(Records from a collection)
=-=-=
PR #203, opened 2023-03-30
feat: Add method signatures that do not take ttl for list collections

rishtigupta:
## PR Description:
- Add method signatures that do not take ttl for list collections
- Refactor related integ tests

## Issue
#170, #201

### DIFF
--- a/momento-sdk/src/main/java/momento/sdk/CacheClient.java
+++ b/momento-sdk/src/main/java/momento/sdk/CacheClient.java
@@ -522,6 +522,22 @@ public final class CacheClient implements Closeable {
    * @param cacheName Name of the cache to store the item in
    * @param listName The list in which the value is to be added.
    * @param values The elements to add to the list.
+   * @param truncateFrontToSize If the list exceeds this length, remove excess from the front of the
+   *     list. Must be positive.
+   * @return Future containing the result of the list concatenate back operation.
+   */
+  public CompletableFuture<CacheListConcatenateBackResponse> listConcatenateBackString(
+      String cacheName, String listName, List<String> values, int truncateFrontToSize) {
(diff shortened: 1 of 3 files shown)


momento-sdk/src/main/java/momento/sdk/ScsDataClient.java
=-=-=
**What you will do**
In the entries above, count the lines that contain the string "CacheClient" and reply with the number only.

**Answer to the exercise**
3